A mountain of drugs and supplies had been dumped at the hospital. You had to hunt around, but could usually find what you needed, or some reasonable facsimile thereof. My years in the Third World, learning to do what you could with what you had, stood me in good stead, for example crushing adult chloroquine or Dilantin tabs and suspending them in water to make a dilution suitable for small kids—crude but effective. The biggest lack I felt was not being able to find or liberate from somewhere else tuberculosis triple therapy for the two cases of Potts disease that I saw. Old companions from DoD answered the email, and I think a stock of triple therapy is either now at the hospital or en route.
Security within the compound was no problem, and the Marines were close by. They also would always, and I mean always, find for us what extras we needed in hospital supplies or drugs. I am not sure they were supposed to do that, but, believe me, God Bless the USMC.

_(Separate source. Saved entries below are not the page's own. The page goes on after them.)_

PR #86, opened 2024-10-29
Weather widget overhaul (dynamic dark mode, aliasing)

sjoerdverweij:


sjoerdverweij:
https://trello.com/c/J9hgYbu9/25-add-new-themes-styling-fonts-to-existing-widgets

flattermann:
For me, it looks like this:
image

I would like to propose the following changes:

1. Second screen: Center content vertically, make city name a bit smaller and over two lines if necessary, increase vertical space between lines
2. Third screen: Make text bigger (it's really tiny at the moment)
3. Fifth screen: It shows "partly cloudy" overlayed, that looks like a bug
4. I think "High/Low/Cloudy" with a capital character looks better, but that's subjective...

flattermann:
Also, when switching to the ClockWidget, the display is sometimes offset to the right:
image

Strange enough, this only happens sometimes.
Not sure how this PR might be causing this, but I never had this before using this code...

brett-dot-tech:
I really love all these changes (boot screen also made me chuckle, bug jump scare there lol).

I will however echo most of the tweaks to be made by @flattermann, with some modifications:

1) Dont worry about the centre screen vert centring, it will be finicky to do we can worry about it after.
2) **I'd rather just remove the text below the image, for the 3rd screen** I agree it's too small as is and I think it would look better without. 
3) Also seeing this overlay of smaller text on the final screen
4) You can leave high/low capitalization, we can vote on it later, easy change later down the road if we decide.
5) Also experiencing the number offset as well for the clock, this is a big one, i'd imagine this has something to do with adjusting the text datems, as i've had something similar happen in the past.
6) It appears the city name text is still jaggy- was this intentioanl?

sjoerdverweij:
Removed the small text from the 3rd screen (that also fixes the wacky text on the 5th screen, I left in some debug code I created when testing why icons wouldn't display).

The clock centering issue happened to me occasionally from the jump, but it looks like @flattermann fixed that already.

Re-capitalized "High", "Low", and "Highs/Lows". Three people have mentioned it now, I bow to the majority :-)

I added a single pixel between the forecast lines. Note that there can be 4 lines, it's super-tight.

The place name not fitting I'll have to think about. Like I said, there can be 4 lines of forecast. Ideally I'd like to "autosize" the city name (I already conditionally size the weekday name and the degrees in the 3-day forecast so they fit in all situations); the problem is that I can't go off text length ("Elk Grove" fits, "Dortmund" does not). I'll have to see if there is any way to measure proportionally rendered text.

Short weekdays and city name are still mildly jagged because the larger fonts don't have letters. They've changed from scaling a tiny font 3-4 times to scaling the largest one with letters 2 times. That's as good as it gets for now until someone gets down and dirty with the fonts (and someone should, I HATE this crufty Arial ripoff).

flattermann:
This looks very good. Thank you!

Do you also have new icons for Light mode?

brett-dot-tech:
Personally I dont actually like the more 3d icons on the dark theme, they look out of place on the otherwise less polished device. That being said, this is entirely a preference conversation, so we'll merge it as is as look to change them later in whatever direction we decide (whether thats aligning the light theme to have the dark style icons, or finding more flat icons for the dark theme

brett-dot-tech:
Scratch that, I'm still seeing the weird Datum offset carrying over, I can take a look at this myself later tonight but its certainly still happening(pictured) 

Additionally, the button behaviour seems to be super wonky, this likely does not have to do with this PR though, i'll follow up in discord.
Screenshot 2024-11-02 at 1 53 59 PM

flattermann:
@sjoerdverweij:
FYI: Regarding auto sizing the font for the city name to fit horizontally, there is a promising function:

int16_t TFT_eSPI::textWidth(const char *string, uint8_t font) // Returns pixel width of string in specified font

sjoerdverweij:
Bulk reply:

@flattermann yes, I have the same icons with white background (mutsaers_makes submitted both sets). Not going to put too much effort into fixing their compression right now since @brett-dot-tech doesn't seem to like them.

@brett-dot-tech if you don't like the more complicated weather icon look, I think we should ask mutsaers_makes to make a proper flat set for dark mode. With a bit of effort, we could make it switchable at compilation; with a skosh more, we could make it switchable at runtime. My vote would be to keep it a compilation switch, either someone likes the fancy ones, or they like the flat ones. I am actually partial to flat ones but these new ones look SO DAMNED GOOD.

Yes, I am volunteering to do the work to make this switchable if we get a proper flat dark set.

@brett-dot-tech The newly wonky button behavior, I think, is part of the long-press stuff. For example, as it stands, the weather widget switches between high and low on the LEFT button. I don't think that was intended. It should be very easy to fix; if I do any work today, I'll roll that change in. One thing I want to do is test the long-press changes by changing the weather widget to have a short press switch themes, and a long press switch high/low.

@brett-dot-tech The stock ticker being out of alignment is not a function of other things screwing it up, it's merely the stock ticker not properly setting alignment when needed. I had this happen to me with code from before I contributed anything. It is intermittent (go through the widgets one more time and it'll be gone). The fix is going to be the same as for the clock widget, just properly setting the datum before drawing text.

I will also. again, note that from that snapshot, that it looks like that the stocker ticker has the same problems that the weather widget had -- scaling up an 8x8 font beyond all reason. It could do with the same cleanup I did for weather. Unless you really like the pixellated look, which for stocks, I would totally understand.

@flattermann thank you for unearthing that API call. Yes, that would totally fix things. I could properly auto-size just about everything on the weather widget. At this point, though, I don't want to put it into the weather widget; this is universally useful functionality. I want to lift a lot of functionality from the individual widgets up into either the widget class, or create new Screens and Screen classes that take care of all the drawing. That would be a pretty brutal refactor though, and I'm not going to spend the time until 86 gets in.

flattermann:
@sjoerdverweij:
Just FYI: The button behaviour is already fixed in upstream dev. If you rebase to the current dev branch, everything should work.

For the auto font size, I would also recommend to do it in the future, after this PR is merged.

I would not recommend putting work in the current stock ticker, because @brett-dot-tech is already in the process of reworking it (#78)

ericthelin (approved):

brett-dot-tech:
Thanks for clarifications on all fronts @sjoerdverweij.

Heard on all fronts on the weather widget side. While we could make them switchable on compilation, that opens up a very deep rabit-hole of things being "overly configurable" to where everything will get lost in too many settings/things to configure. Let me put some thought into that as its more of a product opposed to a tech decision. In regards to on compilation vs on run time, i'd bias towards on run time. The only reason there being I'd eventually like to move to rending all images/icons from the web (or at least any images/icons that are non-default). This allows us all sorts of liberties in the future, but the main being flash storage not being occupied by a bunch of local images

Understood on the positioning. I didn't fully understand what was happening before but now I do, this is def just a product of the other widgets being poorly designed (on me, when this code was first written I was not thinking forward to folks designing other widgets that might use different datums/sizes than I was working on). This is a great place to start a precedent moving forward to ensure all widgets are independent in their styling. Nice one, thanks for this. I'll ensure this in place in my new stock widget (as I'm sure its not now lol)

The font size was just me not then (and still not fully) understanding how fonts work in this library. I just thought "I want it bigger so I'll make the number bigger". I still dont understand how it was fixed, but i'll lean on ya'll to handle font stuff.

I'll need to make a few small tweaks here to ensure this is compatible to the previous merges. Doing this now then will merge (:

Medical, nursing, and EMT volunteers from everywhere in the U.S. were in an endless supply, not always what you exactly needed when you needed it, but always enough to get the job done.
That’s the short term. The longer term is not very pleasant. When the rains start in earnest, and the tent camps become mud flats, there will be explosive infectious disease, and probably explosive social unrest. What can the future hold, in two or three months’ time, for those newborns of February? What about PT, rehab, and prostheses for the amputees? What about food, water, work, survival for hundreds of thousands? How do you rebuild the lives of those who had very little to start with, and now have almost nothing?
I would not trade the experience for anything, but I came back with a lot more questions than answers.